For responses that pass the groundedness check but contain low-confidence claims, or for responses in the "medium" composite confidence band, we queue for asynchronous human review. The response is delivered to the user with a disclosure ("This answer has been generated by AI and is pending review by a specialist"), and a human reviewer is notified to verify the response.

async function processResponse(
  query: string,
  modelResponse: string,
  confidence: ConfidenceResult
): Promise {
  if (confidence.compositeConfidence === 'insufficient') {
    return { type: 'no-answer', message: "I don't have reliable information about that. Contact support." }
  }

  if (confidence.compositeConfidence === 'high') {
    return { type: 'answer', content: modelResponse, reviewed: false }
  }

  if (confidence.compositeConfidence === 'medium') {
    await humanReviewQueue.add({ query, response: modelResponse, confidence })
    return {
      type: 'answer-pending-review',
      content: modelResponse,
      disclosure: 'This answer is AI-generated and pending specialist review.',
    }
  }

  // Low confidence — do not deliver the AI response
  await humanReviewQueue.add({ query, confidence, priority: 'high' })
  return {
    type: 'escalated',
    message: 'This question requires specialist review. We will respond within 24 hours.',
  }
}

Measuring the stack's effectiveness

The anti-hallucination stack needs its own metrics:

  • Hallucination rate: % of delivered responses containing at least one unsupported claim. Measured by periodic human audit of a sample of responses.
  • Suppression rate: % of queries that result in "insufficient confidence" or "escalated" rather than a delivered answer. High suppression rate means either the knowledge base is too thin or the thresholds are too strict.
  • Groundedness score distribution: The P25, median, and P75 of groundedness scores across all processed queries. A declining median signals drift in knowledge base coverage or query distribution.
  • Human review resolution time: How long it takes a reviewer to process items in the review queue. If this grows, the queue becomes a bottleneck and medium-confidence responses are stuck pending review.

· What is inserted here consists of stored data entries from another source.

PR #1017, opened 2022-08-21
Add Binomial and Poisson samplers.

emilyfertig:
(As discussed with @axch )

The Poisson sampler uses the same algorithm TFP uses for low rate: https://github.com/tensorflow/probability/blob/main/tensorflow_probability/python/distributions/poisson.py#L439


axch (approved):
Thanks @emilyfertig!

It would be nice to eventually get the rejection samplers for the large-argument cases, but we can start here.

PR #17, opened 2016-02-19
[JENKINS-28400] Better handle failure to start wrapper sh script

jglick:
[JENKINS-28400](https://issues.jenkins-ci.org/browse/JENKINS-28400)

@reviewbybees

### DIFF
--- a/src/main/java/org/jenkinsci/plugins/durabletask/BourneShellScript.java
+++ b/src/main/java/org/jenkinsci/plugins/durabletask/BourneShellScript.java
@@ -36,7 +36,6 @@ import hudson.tasks.Shell;
 import java.io.IOException;
 import java.util.ArrayList;
 import java.util.Arrays;
-import java.util.Collections;
 import java.util.List;
 import java.util.Map;
 import java.util.WeakHashMap;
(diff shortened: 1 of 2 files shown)


src/main/java/org/jenkinsci/plugins/durabletask/BourneShellScript.java
```diff
@@ -56,6 +60,17 @@ public String getScript() {
         return script;
     }
 
+    /**
+     * Set of workspaces which we have already run a process in.
+     * Copying output from the controller process consumes a Java thread, so we want to avoid it generally.
+     * But we do it the first time we run a process in a new workspace, to assist in diagnosis.
+     * (For example, if we are unable to write to it due to permissions, we want to see that error message.)
+     * Ideally we would display output the first time a given {@link Launcher} was used in that workspace,
```
jglick: Note that `docker.image("IMAGE").inside {sh 'echo hello'}` does _not_ print this diagnostic when the workspace is not writable inside the container, since `docker inspect -f . IMAGE` had previously been run outside the container in the same workspace. Perhaps fixable by running the diagnostics for the first _several_ processes in this workspace, etc.

src/main/java/org/jenkinsci/plugins/durabletask/BourneShellScript.java
```diff
@@ -46,6 +49,11 @@
  */
 public final class BourneShellScript extends FileMonitoringTask {
 
+    /** Number of times we will show launch diagnostics in a newly encountered workspace before going mute to save resources. */
+    private static /* not final */ int NOVEL_WORKSPACE_DIAGNOSTICS_COUNT = Integer.getInteger(BourneShellScript.class.getName() + ".NOVEL_WORKSPACE_DIAGNOSTICS_COUNT", 10);
+    /** Number of seconds we will wait for a controller script to be launched before assuming the launch failed. */
+    private static /* not final */ int LAUNCH_FAILURE_TIMEOUT = Integer.getInteger(BourneShellScript.class.getName() + ".LAUNCH_FAILURE_TIMEOUT", 15);
```
amuniz: Why not regular UI configuration? JVM startup options are difficult to find and use.

jglick: I do not expect these parameters to need to be configured; I am leaving the door open to experimentation without source code modification in case I receive bug reports or support requests that seem to be related.

amuniz:
:bee:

The goal is a system where users receive accurate answers automatically for the well-covered queries, receive disclosed-but-timely answers for the moderately covered queries, and are escalated to a human for the outliers — rather than a system that confidently answers everything and is wrong some percentage of the time.

If you are building an LLM product where accuracy is non-negotiable — healthcare AI, legal research tools, financial planning software — and want to implement an anti-hallucination stack that fits your specific accuracy requirements, we can help you design and build it.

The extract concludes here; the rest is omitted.